Segment Open

PR #222, opened 2022-07-21
Improve disk_template driver configuration

nirs:
Use the same configuration for the disk_template as we use for the root
disk in vm_template. This is more important since the storage vm does
more I/O.

Fixes e2453ad536ef (vm-template: Improve disk driver configuration)

### DIFF
--- a/common/libvirt-templates/disk_template
+++ b/common/libvirt-templates/disk_template
@@ -1,5 +1,5 @@
 <disk type='file' device='disk'>
-  <driver name='qemu' type='raw' cache='writeback' discard='unmap'/>
+  <driver name='qemu' type='raw' cache='none' io='native' discard='unmap'/>
   <source file='@DISK_FILE@' index='2'/>
   <target dev='@DISK_DEV@' bus='scsi'/>
   <serial>@DISK_SERIAL@</serial>
--- a/common/libvirt-templates/vm_template
+++ b/common/libvirt-templates/vm_template
@@ -45,6 +45,9 @@
       <serial>ost-root-disk</serial>
     </disk>
     @DISKS@
+    <controller type="scsi" index="0" model="virtio-scsi">
+      <driver iothread="1"/>
+    </controller>
     <controller type='usb' model='none'/>
     <serial type='pty'>
       <source path='@SERIALLOG@'/>


michalskrivanek (approved):

aesteve-rh (approved):

common/libvirt-templates/disk_template
```diff
@@ -1,5 +1,5 @@
 <disk type='file' device='disk'>
-  <driver name='qemu' type='raw' cache='writeback' discard='unmap'/>
+  <driver name='qemu' type='raw' cache='none' io='native' discard='unmap' iothread='1'/>
   <source file='@DISK_FILE@' index='2'/>
   <target dev='@DISK_DEV@' bus='scsi'/>
```
nirs, line 4: It does not work since these disk use scsi instead of virtio. With scsi we need to set the iothread on the scsi controller. I don't see a reason to use scsi - we get better
performance with virtio, but we can change this later.

michalskrivanek: I don't quite recall...it could be we use scsi due to discard. but i don't really know.
feel free to add a controller, it may be way easier than dealing with the fallout of sdX vs vdX

nirs: Added a controller, converting to virtio can be done later. There is no reason to use scsi for discard, virtio works fine.

nirs:
Disk xml with this change:

```
    <disk type='file' device='disk'>
      <driver name='qemu' type='raw' cache='none' io='native' discard='unmap'/>
      <source file='/home/jenkins/workspace/ds-ost-baremetal_manual/deployment/images/storage-sda.qcow2' index='2'/>
      <backingStore/>
      <target dev='sda' bus='scsi'/>
      <serial>2</serial>
      <alias name='scsi0-0-0-0'/>
      <address type='drive' controller='0' bus='0' target='0' unit='0'/>
    </disk>
    <disk type='file' device='disk'>
      <driver name='qemu' type='raw' cache='none' io='native' discard='unmap'/>
      <source file='/home/jenkins/workspace/ds-ost-baremetal_manual/deployment/images/storage-sdb.qcow2' index='1'/>
      <backingStore/>
      <target dev='sdb' bus='scsi'/>
      <serial>3</serial>
      <alias name='scsi0-0-0-1'/>
      <address type='drive' controller='0' bus='0' target='0' unit='1'/>
    </disk>
    <controller type='scsi' index='0' model='virtio-scsi'>
      <driver iothread='1'/>
      <alias name='scsi0'/>
      <address type='pci' domain='0x0000' bus='0x03' slot='0x00' function='0x0'/>
    </controller>
```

Segment Closed

:: The task ::
Reproduce every line of the material above exactly.

:: Final answer ::
PR #222, opened 2022-07-21
Improve disk_template driver configuration

nirs:
Use the same configuration for the disk_template as we use for the root
disk in vm_template. This is more important since the storage vm does
more I/O.

Fixes e2453ad536ef (vm-template: Improve disk driver configuration)

### DIFF
--- a/common/libvirt-templates/disk_template
+++ b/common/libvirt-templates/disk_template
@@ -1,5 +1,5 @@
 <disk type='file' device='disk'>
-  <driver name='qemu' type='raw' cache='writeback' discard='unmap'/>
+  <driver name='qemu' type='raw' cache='none' io='native' discard='unmap'/>
   <source file='@DISK_FILE@' index='2'/>
   <target dev='@DISK_DEV@' bus='scsi'/>
   <serial>@DISK_SERIAL@</serial>
--- a/common/libvirt-templates/vm_template
+++ b/common/libvirt-templates/vm_template
@@ -45,6 +45,9 @@
       <serial>ost-root-disk</serial>
     </disk>
     @DISKS@
+    <controller type="scsi" index="0" model="virtio-scsi">
+      <driver iothread="1"/>
+    </controller>
     <controller type='usb' model='none'/>
     <serial type='pty'>
       <source path='@SERIALLOG@'/>


michalskrivanek (approved):

aesteve-rh (approved):

common/libvirt-templates/disk_template
```diff
@@ -1,5 +1,5 @@
 <disk type='file' device='disk'>
-  <driver name='qemu' type='raw' cache='writeback' discard='unmap'/>
+  <driver name='qemu' type='raw' cache='none' io='native' discard='unmap' iothread='1'/>
   <source file='@DISK_FILE@' index='2'/>
   <target dev='@DISK_DEV@' bus='scsi'/>
```
nirs, line 4: It does not work since these disk use scsi instead of virtio. With scsi we need to set the iothread on the scsi controller. I don't see a reason to use scsi - we get better
performance with virtio, but we can change this later.

michalskrivanek: I don't quite recall...it could be we use scsi due to discard. but i don't really know.
feel free to add a controller, it may be way easier than dealing with the fallout of sdX vs vdX

nirs: Added a controller, converting to virtio can be done later. There is no reason to use scsi for discard, virtio works fine.

nirs:
Disk xml with this change:

```
    <disk type='file' device='disk'>
      <driver name='qemu' type='raw' cache='none' io='native' discard='unmap'/>
      <source file='/home/jenkins/workspace/ds-ost-baremetal_manual/deployment/images/storage-sda.qcow2' index='2'/>
      <backingStore/>
      <target dev='sda' bus='scsi'/>
      <serial>2</serial>
      <alias name='scsi0-0-0-0'/>
      <address type='drive' controller='0' bus='0' target='0' unit='0'/>
    </disk>
    <disk type='file' device='disk'>
      <driver name='qemu' type='raw' cache='none' io='native' discard='unmap'/>
      <source file='/home/jenkins/workspace/ds-ost-baremetal_manual/deployment/images/storage-sdb.qcow2' index='1'/>
      <backingStore/>
      <target dev='sdb' bus='scsi'/>
      <serial>3</serial>
      <alias name='scsi0-0-0-1'/>
      <address type='drive' controller='0' bus='0' target='0' unit='1'/>
    </disk>
    <controller type='scsi' index='0' model='virtio-scsi'>
      <driver iothread='1'/>
      <alias name='scsi0'/>
      <address type='pci' domain='0x0000' bus='0x03' slot='0x00' function='0x0'/>
    </controller>
```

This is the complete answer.